SPOKANE, Wash. — A Wapato man was sentenced to 600 months in prison on Tuesday after pleading guilty to three counts of second-degree murder earlier in 2022.
According to a press release from the US Attorney's Office for the Eastern District of Washington, Clifton Frank Peter, 37, pleaded guilty to the three counts of murder earlier this year, which Judge Stanley Bastian described as "horrible, if not monstrous."
“This case was senseless, pointless, [and] a horrible act, leaving three people dead and their families traumatized for life," Bastian said.
Information disclosed during court proceedings revealed Peter to be an enrolled member of the Confederated Bands and Tribes of the Yakima Nation. It also revealed his violent criminal history.
According to the release, Peter was convicted in Yakima County Superior Court for first-degree robbery with a weapon and vehicle theft in 2011, spending 36 months in prison. He was convicted again for second-degree unlawful possession of a firearm and sentenced to nine months in prison in 2013.
The district attorney's office went on to report that the murders took place on June 1, 2019, within the external boundaries of the Yakima Nation. The incident reportedly started after Peter grew angry while playing a video game. Peter had spent the day drinking, according to the district attorney's office.
After Peter began yelling, his family members decided to leave him alone. Soon after, Peter attacked his mother as she attempted to leave and took her car. Court proceedings said that as Peter backed out of the driveway, he almost collided with another car being driven by the first victim in the murders.
Peter then exited his mother's car and shot the victim with a shotgun. The first victim died from the blast. After the first murder, Peter got back in the car and traveled northbound before slamming into another vehicle occupied by the next two victims. Peter exited the vehicle and murdered the two victims by a shotgun blast.
According to the press release, after committing the murders, Peter attempted to hide the weapon before walking into the residence of a family member, saying he had "done something bad."
The family member refused to let Peter in. Soon after, deputies with the Yakima County Sheriff's Office and officers from the Yakima Nation Police Department arrived and apprehended Peter.
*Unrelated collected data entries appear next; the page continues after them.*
PR #2142, opened 2022-08-15
Update Text-German-1031.txt

bastik-1001:
Fresh fork to provide some minor changes to Text-German-1031.txt

I looked for errors, but since most of the text was not written by me, there was less chance for me to f*ck it up. I even spelled "Sphäre" correct twice, even as I managed to screw it up for the .ts file.

### DIFF
--- a/Sandboxie/msgs/Text-German-1031.txt
+++ b/Sandboxie/msgs/Text-German-1031.txt
@@ -13,7 +13,7 @@ SBIE1102 Sandboxie-Treiber (SbieDrv) wird entladen
 .
 
 1103;evt;err;01
-SBIE1103 Sandboxie-Treiber (SbieDrv) version %2 konnte nicht gestartet werden
+SBIE1103 Sandboxie-Treiber (SbieDrv) Version %2 konnte nicht gestartet werden
 .
 
 1104;evt;err;01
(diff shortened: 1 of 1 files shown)


Sandboxie/msgs/Text-German-1031.txt
```diff
@@ -13,7 +13,7 @@ SBIE1102 Sandboxie-Treiber (SbieDrv) wird entladen
 .
 
 1103;evt;err;01
-SBIE1103 Sandboxie-Treiber (SbieDrv) version %2 konnte nicht gestartet werden
+SBIE1103 Sandboxie-Treiber (SbieDrv) Version %2 konnte nicht gestartet werden
```
isaak654, line 16: Is there a reason to change it? In English it is in lower case:

https://github.com/sandboxie-plus/Sandboxie/blob/6166ac0253f67bee141111e244ed33afe43dc3d3/Sandboxie/msgs/Sbie-English-1033.txt#L15-L17

bastik-1001: It's a noun, and those are spelled with an upper case letter in German. So to be correct, I changed the translation from a lower case letter to an upper case one.

PR #2173, opened 2022-08-21
Korean.isl - Update encoding

VenusGirl:
Changing the encoding because there was a problem with Korean not being displayed properly when installation

샌드박스 설치


isaak654:
Fair enough, but the line ending should be the same of the other .isl files (LF).

isaak654:
I think this should be properly tested by @DavidXanatos before merging, otherwise we risk running in circles.

DavidXanatos:
if this looks right: 
grafik


then the PR can be merged

VenusGirl:
Now I can see the Korean language correctly.

DavidXanatos:
I just saw the current 1.3.2 installer is missing the fix, a new one will be provided soon

DavidXanatos:
fixed installer uploaded please test

VenusGirl:
sandInstall01
sandinstall02

All are now well displayed when you install it.

PR #2191, opened 2022-08-29
Update sandman_de.ts

APMichael:
- Fixed strings with broken HTML.
- "Always on top" is now more usually translated.
- Translation for "Trace" aligned.


bastik-1001:
Thank you for the fixes and making the translation more consistent, as well as easier to understand.

PR #2215, opened 2022-09-05
Update sandman_tr.ts

fmbxnary:


SandboxiePlus/SandMan/sandman_tr.ts
```diff
@@ -1198,7 +1198,7 @@ Tam yol: %4</translation>
     <message>
         <location filename="SbiePlusAPI.cpp" line="310"/>
         <source>OPEN Root Access</source>
-        <translation type="unfinished"></translation>
+        <translation>Kök Erişimini AÇ</translation>
```
isaak654, line 1201: OPEN in this context means that the root access is open.

isaak654 (changes requested):

SandboxiePlus/SandMan/sandman_tr.ts
isaak654: "OPEN" in this context means that the root access is open.

isaak654 (approved):

Issue #2231, opened 2022-09-14
Sandboxie-Plus.ini keep old information


blap:
### Describe what you noticed and did

What I did:
Sandbox -> create new box
right click -> rename sandbox to whatever
or
right click -> remove sandbox

What I notice:
Sandboxie-Plus.ini keep the information of the old sandboxes names in "BoxDisplayOrder", "BoxCollapsedView" and "[SizeCache]". So I got random problems if I try to use the old names again.

### How often did you encounter it so far?

Always

### Affected program

Not relevant

### Download link

Not relevant

### Where is the program located?

The program is installed only inside a sandbox (NOT in the real system anyway).

### Expected behavior

Sandboxie-Plus.ini remove the old sandbox name that was renamed or deleted.

### What is your Windows edition and version?

Windows 10 Home 64 bits

### In which Windows account you have this problem?

Not relevant to my request.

“Three people are dead. Two children have been orphaned without any immediate family in the United States. A family patriarch will never see his grandchildren graduate from high school or walk his daughter down the aisle,” said U.S. Attorney Vanessa Waldref. “Violence like this is not normal, and it cannot be normalized. The U.S. Attorney’s Office will continue to prosecute violence throughout Eastern Washington, in the big cities and small towns, on the farms and on the Palouse, and on every Indian Nation. I commend the collaborative efforts of the Yakama Nation Police Department, the Yakima County Sheriff’s Office, the Washington State Patrol, and the Federal Bureau of Investigation for their seamless partnership in this case, which resulted in a significant sentence. But for the families of Mr. Peter’s victims, nothing will ever be the same again. No sentence could ever bring back their beloved family members, but I hope there is some comfort in knowing that today, the Court removed from the Yakama Nation a dangerous offender whose hair-trigger response to being angry at a video game was to murder three people in cold blood.”
“The FBI, along with our partners, have made combating violent crime in Washington a priority,” said Richard A. Collodi, Special Agent in Charge of the Seattle Field Office of the FBI. “Three innocent people were murdered in what can only be described as utterly senseless acts. Today’s sentence is particularly resonant, given the nature and violence of Mr. Peter’s crimes.”